* WHAT TO WORK ON
Scan the records for the string "full" and copy every line that holds it.

* TASK INPUT
PR #4957, opened 2024-06-13
EES-5173 Change Release Version DELETION plan to include deleting draft API data sets

jack-hive:
When a user decides to delete a specific (amendment) release version, we will first check if it is associated with any API data sets. If it is, then we will also delete these as part of the plan.

As part of this, we need to change the Release Version deletion plan to include details about the linked API data set versions that will be deleted - and whether or not each of them are in a state which can be deleted. We do this via `Valid` flags

The deletion plan for the release version now looks like:

```json
"scheduledMethodologies": [],
"apiDataSetVersions": [
      {
          "dataSetId": "afbeb08c-b6c8-4e9d-d24e-08dc1cbc809a",
          "dataSetName": "My First API Data Set",
          "dataSetVersionId": "bfbeb08c-b6c8-4e9d-d24e-08dc1cbc809b",
          "version": "v1.0",
          "status": "Draft",
          "valid": true
      },
]
"valid": true
```

We have added the `apiDataSetVersions` and `valid` fields.

As can be seen from the example JSON above, the release version is linked to 1 API data set version. The API data set versions itself is in a `valid` state to be deleted, with it being in `Draft` - Therefore, the overall `valid` flag, on the root of the JSON, is also set to `true`. Deleting the release version will subsequently delete all the linked API data set versions.


src/GovUk.Education.ExploreEducationStatistics.Admin/Services/ReleaseService.cs
```diff
@@ -650,6 +677,25 @@ public class DeleteDataFilePlan
...
+        public IReadOnlyList<DeleteApiDataSetVersionPlan> ApiDataSetVersions { get; init; } = [];
+
+        public bool Valid => ApiDataSetVersions.All(dsv => dsv.Valid);
+    }
+
+    public class DeleteApiDataSetVersionPlan
+    {
+        public Guid DataSetId { get; init; }
+
+        public string DataSetName { get; init; } = null!;
```
ntsim, line 691: `DataSetTitle` is more accurate as it's formed from the `DataSet.Title` property

src/GovUk.Education.ExploreEducationStatistics.Admin/Services/ReleaseService.cs
```diff
@@ -650,6 +677,25 @@ public class DeleteDataFilePlan
...
+
+        public Guid DataSetVersionId { get; init; }
```
ntsim, line 693: Could this be simply `Id` given that the view model is concerning a data set version?

src/GovUk.Education.ExploreEducationStatistics.Public.Data.Model/Extensions/DataSetVersionExtensions.cs
```diff
@@ -0,0 +1,11 @@
...
+
+public static class DataSetVersionExtensions
+{
+    public static bool CanBeDeleted(this DataSetVersion dataSetVersion) => dataSetVersion.Status.IsDeletableState();
+
+    public static bool IsDeletableState(this DataSetVersionStatus status) => status is DataSetVersionStatus.Failed
+        or DataSetVersionStatus.Mapping
+        or DataSetVersionStatus.Draft
+        or DataSetVersionStatus.Cancelled;
+}
```
ntsim, line 11: Not sure why we've gone for extensions here when we can just have these as methods on the model itself?

src/GovUk.Education.ExploreEducationStatistics.Public.Data.Model/Extensions/DataSetVersionExtensions.cs
```diff
@@ -0,0 +1,11 @@
+namespace GovUk.Education.ExploreEducationStatistics.Public.Data.Model.Extensions;
+
+public static class DataSetVersionExtensions
+{
+    public static bool CanBeDeleted(this DataSetVersion dataSetVersion) => dataSetVersion.Status.IsDeletableState();
+
+    public static bool IsDeletableState(this DataSetVersionStatus status) => status is DataSetVersionStatus.Failed
```
ntsim, line 7: Why two methods? Just a single one is sufficient as they do the same thing.

src/GovUk.Education.ExploreEducationStatistics.Admin/Controllers/Api/ReleasesController.cs
```diff
@@ -60,11 +61,11 @@ public class ReleasesController : ControllerBase
         }
 
         [HttpDelete("release/{releaseVersionId:guid}")]
-        public async Task<ActionResult<ReleaseViewModel>> DeleteRelease(Guid releaseVersionId)
+        public async Task<ActionResult> DeleteRelease(Guid releaseVersionId)
```
duncan-at-hiveit, line 64: I would name this "DeleteReleaseVersion" given that it's not the full Release that you'll be deleting here.  I know that there are other areas where we simply say "Release", but I think we're trying to generally move over to renaming things correctly to ReleaseVersion where we can (this is historically because we didn't used to have separate Release and ReleaseVersion entities).

src/GovUk.Education.ExploreEducationStatistics.Admin/Services/Interfaces/IReleaseService.cs
```diff
@@ -15,7 +16,9 @@ public interface IReleaseService
     {
         Task<Either<ActionResult, ReleaseViewModel>> CreateRelease(ReleaseCreateRequest releaseCreate);
 
-        Task<Either<ActionResult, DeleteReleasePlan>> GetDeleteReleasePlan(Guid releaseVersionId);
+        Task<Either<ActionResult, DeleteReleasePlan>> GetDeleteReleasePlan(
```
duncan-at-hiveit, line 19: Might be a good time to rename this to GetDeleteReleaseVersionPlan

src/GovUk.Education.ExploreEducationStatistics.Common.Tests/Extensions/EitherTestExtensions.cs
```diff
@@ -79,6 +80,11 @@ public static void AssertStatusCodeResult<T>(this Either<ActionResult, T> result
             badRequest.AssertValidationProblem(expectedValidationErrors);
             return either.Left;
         }
+        public static ValidationProblemViewModel AssertBadRequestWithValidationProblem<TRight>(this Either<ActionResult, TRight> either)
```
duncan-at-hiveit, line 83: Cheeky newline above?

src/GovUk.Education.ExploreEducationStatistics.Public.Data.Model/Extensions/DataSetVersionExtensions.cs
jack-hive: I've moved them to the model

src/GovUk.Education.ExploreEducationStatistics.Public.Data.Model/Extensions/DataSetVersionExtensions.cs
jack-hive: One is for the model, one is for the status. In the viewmodels for the deletion plan I didn't have access to the full model when calculating the `Valid` flag, because it was auto-calculated. So I needed to use the status

jack-hive: After discussing, I've turned this into just the one method and moved it to the model itself. We no longer auto-calculate the `valid` flag, so can remove the extension methods

src/GovUk.Education.ExploreEducationStatistics.Admin.Tests/Controllers/Api/ReleasesControllerTests.cs
```diff
@@ -296,24 +299,89 @@ public async Task GetDeleteDataFilePlan()
...
+
+            var result = await controller.DeleteReleaseVersion(_releaseVersionId);
+            VerifyAllMocks(releaseService);
+
+            var validationProblem = result.AssertBadRequestWithValidationProblem();
+
+            validationProblem.AssertHasError(
+                expectedPath: "error path",
+                expectedCode: "error code");
+        }
```
ntsim, line 383: These tests are the the old school non-integration controller tests which are essentially useless. Our controllers are usually super thin and the main logic resides in the service that's called. As we mock out the service, these tests basically prove nothing and have next to zero value.

We've previously agreed in dev team meetings that we wouldn't continue writing these styles of tests.

Of course, we can keep them now you've written them, but in the future would advise against spending any time working on these types of tests. Instead, either focus on the service tests (where the value actually is) or convert to integration tests. The choice should depend on what's most appropriate for that PR.

ntsim (approved):

PR #4960, opened 2024-06-14
Make it easier and smoother to run playwright tests locally

sambiramairelogic:
This is purely an optional quality of life PR, but it's been bugging me that we have to install playwright each time in order to run the tests, and that we can't run the playwright tests from the root directory with a single command. 

I've also been meaning to install @frontend to the playwright-tests project so it can more safely import `redirects.js`. 

This PR adds the playwright-tests project to the pnpm workspace so that playwright is installed during `pnpm i`, and adds a command to run tests from root.

### DIFF
--- a/README.md
+++ b/README.md
@@ -552,6 +552,8 @@ These scripts can generally be run from most `package.json` files across the pro
 
 - `pnpm format` - Format codebase using Prettier.
 
+- `pnpm test:playwright` - Run the Playwright tests (requires all services running)
+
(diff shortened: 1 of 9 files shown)


saicharan2789:
Hi @sambiramairelogic - I had spined up the local environment and ran the below commands : 1 `pnpm i ` and 2 
`pnpm test:playwright`. I am able to run the playwright tests, However all the tests are failing now 
image

PR #4966, opened 2024-06-14
Improve Methodology Sitemap Item query

sambiramairelogic:
The Dev environment is encountering Null Argument Exceptions when trying to fetch the dynamic sitemap. 

For some bizarre reason this works when running locally, but our query should be properly loading the Methodology of the MethodologyVersion through a `.ThenInclude`. 

This PR also adds cancellation tokens to all ListSitemapItems routes.

### DIFF
--- a/src/GovUk.Education.ExploreEducationStatistics.Content.Services/Interfaces/IDataSetFileService.cs
+++ b/src/GovUk.Education.ExploreEducationStatistics.Content.Services/Interfaces/IDataSetFileService.cs
@@ -29,5 +29,5 @@ public interface IDataSetFileService
     Task<Either<ActionResult, DataSetFileViewModel>> GetDataSetFile(
         Guid dataSetId);
 
-    Task<Either<ActionResult, List<DataSetSitemapItemViewModel>>> ListSitemapItems();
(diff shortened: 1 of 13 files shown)


src/GovUk.Education.ExploreEducationStatistics.Content.Services/Interfaces/IDataSetFileService.cs
```diff
@@ -29,5 +29,5 @@ public interface IDataSetFileService
     Task<Either<ActionResult, DataSetFileViewModel>> GetDataSetFile(
         Guid dataSetId);
 
-    Task<Either<ActionResult, List<DataSetSitemapItemViewModel>>> ListSitemapItems();
+    Task<Either<ActionResult, List<DataSetSitemapItemViewModel>>> ListSitemapItems(CancellationToken cancellationToken);
```
ntsim, line 32: To simplify the tests, we've typically been adding `default` for the cancellation tokens i.e.

```cs
ListSitemapItems(CancellationToken canellationToken = default);
```

This way, we don't need to call the service methods with this argument as it's not relevant most of the time.

This can be done with the other interfaces and the implementations as well, and then the tests can be simplified too

ntsim (approved):

PR #4970, opened 2024-06-14
EES-4906 Filter API data set candidates that are still importing

ntsim:
This PR fixes an issue where the API data set candidates list would include files that were still importing. This has now been resolved to filter these files out.

## Other changes

- Updated generator extensions for `File`. This importantly introduces different defaults depending on what `FileType` is passed to the `DefaultFile` method. Previously, the assumption was that the default should be a data file which is irrelevant for things like ancillary files.
- Updated generator extensions for `DataImport`. This removes `Set/WithRowCounts` in favour of the typical generator extensions for different properties.
- Introduces default `DataFixture` instances for `Generators`. This fixes various issues like potential `-1` values for fixture indices, but also allows fixtures to be propagated to sub-contexts during generation (e.g. setting a child relationship).


src/GovUk.Education.ExploreEducationStatistics.Content.Model.Tests/Fixtures/FileGeneratorExtensions.cs
```diff
@@ -122,9 +98,53 @@ public static InstanceSetters<File> SetDefaults(this InstanceSetters<File> sette
...
 
+    public static InstanceSetters<File> SetDefaults(this InstanceSetters<File> setters, FileType? fileType)
+        => fileType switch
+        {
+            FileType.Data => setters.SetDataFileDefaults(),
+            FileType.Metadata => setters.SetMetaFileDefaults(),
+            FileType.Ancillary => setters.SetAncillaryFileDefaults(),
+            null => setters.SetDefaults(),
+            // TODO: Implement other file types
+            _ => throw new ArgumentOutOfRangeException(nameof(fileType), fileType, null)
```
benoutram, line 112: Would it be too difficult to implement the other file types as part of this change even if we don't change any tests to use it? Maybe there's some types that we aren't that bothered about generating so happy if you want to just leave this.

src/GovUk.Education.ExploreEducationStatistics.Content.Model.Tests/Fixtures/DataImportGeneratorExtensions.cs
```diff
@@ -12,55 +12,140 @@ public static Generator<DataImport> DefaultDataImport(this DataFixture fixture)
...
     public static Generator<DataImport> WithStatus(
         this Generator<DataImport> generator,
         DataImportStatus status)
-        => generator.ForInstance(s => s.Set(d => d.Status, status));
+        => generator.ForInstance(s => s.SetStatus(status));
+
+    public static InstanceSetters<DataImport> WithStagePercentageComplete(
+        this InstanceSetters<DataImport> setters,
+        int stagePercentageComplete)
+        => setters.Set(d => d.StagePercentageComplete, stagePercentageComplete);
```
benoutram, line 48: The body of this looks like it should be named `SetStagePercentageComplete`, but then we are missing `WithStagePercentageComplete`.

src/GovUk.Education.ExploreEducationStatistics.Admin/Services/Public.Data/DataSetCandidateService.cs
```diff
@@ -44,19 +44,27 @@ internal class DataSetCandidateService(
...
+            .ToListAsync(cancellationToken: cancellationToken))
+            .Select(fileId => releaseFilesByFileId[fileId])
             .Select(rf => new DataSetCandidateViewModel
             {
                 ReleaseFileId = rf.Id,
                 Title = rf.Name!,
             })
             .OrderBy(rf => rf.Title)
-            .ToListAsync(cancellationToken: cancellationToken);
+            .ToList();
```
benoutram, line 68: I initially found this a bit confusing to read because my first thought was 'why is the source of the candidates result originating from `DataImports`?'.

I understand it now but just wondering if you think it would be more readable if the file id's with data imports list was assigned a variable, something like this?

```csharp
var fileIdsWithCompletedImports = await contentDbContext.DataImports
            .Where(di => di.Status == DataImportStatus.COMPLETE)
            .Where(di => releaseFilesByFileId.Keys.Contains(di.FileId))
            .Select(di => di.FileId)
            .ToListAsync(cancellationToken: cancellationToken);

return fileIdsWithCompletedImports 
            .Select(fileId => releaseFilesByFileId[fileId])
            .Select(rf => new DataSetCandidateViewModel
            {
                ReleaseFileId = rf.Id,
                Title = rf.Name!,
            })
            .OrderBy(rf => rf.Title)
            .ToList();
```

src/GovUk.Education.ExploreEducationStatistics.Content.Model.Tests/Fixtures/FileGeneratorExtensions.cs
```diff
@@ -8,35 +8,11 @@ namespace GovUk.Education.ExploreEducationStatistics.Content.Model.Tests.Fixture
...
-            {
-                GeographicLevels = [GeographicLevel.Country],
-                TimePeriodRange = new TimePeriodRangeMeta
-                {
-                    Start = new TimePeriodRangeBoundMeta { TimeIdentifier = TimeIdentifier.CalendarYear, Period = "2000", },
-                    End = new TimePeriodRangeBoundMeta { TimeIdentifier = TimeIdentifier.CalendarYear, Period = "2001", }
-                },
-                Filters = [new() { Id = Guid.NewGuid(), Label = "Filter 1", ColumnName = "filter_1", }],
-                Indicators = [new() { Id = Guid.NewGuid(), Label = "Indicator 1", ColumnName = "indicator_1", }],
-            })
```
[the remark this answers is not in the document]
ntsim: This is still included in the defaults for the `Data` file type. This is constructed via invoking `context.Fixture.DefaultDataSetFileMeta` (L130), which sets this up in its defaults.

src/GovUk.Education.ExploreEducationStatistics.Content.Model.Tests/Fixtures/FileGeneratorExtensions.cs
ntsim: It's not too difficult, but I didn't want to expand the scope of the PR any further. Thought it'd be best to leave it to the next person that actually needs one of the missing file types to implement the defaults as they'll have better context on the requirements.

Will leave this for now if that's okay!

src/GovUk.Education.ExploreEducationStatistics.Admin/Services/Public.Data/DataSetCandidateService.cs
ntsim: Fair point, but also I realised that there's a more efficient way to do this using a `Join` rather than two queries. The code now looks like this:

```cs
return await contentDbContext.ReleaseFiles
    .Where(rf => rf.ReleaseVersionId == releaseVersionId)
    .Where(rf => rf.File.Type == FileType.Data)
    .Where(rf => rf.File.PublicApiDataSetId == null)
    .Where(rf => rf.File.ReplacedById == null)
    .Where(rf => rf.File.ReplacingId == null)
    .Join(
        contentDbContext.DataImports,
        rf => rf.FileId,
        di => di.FileId,
        (rf, di) => new { ReleaseFile = rf, DataImport = di }
    )
    .Where(tuple => tuple.DataImport.Status == DataImportStatus.COMPLETE)
    .Select(tuple => tuple.ReleaseFile)
    .Select(rf => new DataSetCandidateViewModel
    {
        ReleaseFileId = rf.Id,
        Title = rf.Name!,
    })
    .OrderBy(rf => rf.Title)
    .ToListAsync(cancellationToken: cancellationToken);
```

How's this look to you?

benoutram: Looks great to me, and I saw you added `AsNoTracking()` too 🙂 .

src/GovUk.Education.ExploreEducationStatistics.Content.Model.Tests/Fixtures/FileGeneratorExtensions.cs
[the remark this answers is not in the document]
benoutram: Cool, I see that now, thanks. 🙂

benoutram (approved):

* ANSWER TO THIS EXERCISE
duncan-at-hiveit, line 64: I would name this "DeleteReleaseVersion" given that it's not the full Release that you'll be deleting here.  I know that there are other areas where we simply say "Release", but I think we're trying to generally move over to renaming things correctly to ReleaseVersion where we can (this is historically because we didn't used to have separate Release and ReleaseVersion entities).
jack-hive: One is for the model, one is for the status. In the viewmodels for the deletion plan I didn't have access to the full model when calculating the `Valid` flag, because it was auto-calculated. So I needed to use the status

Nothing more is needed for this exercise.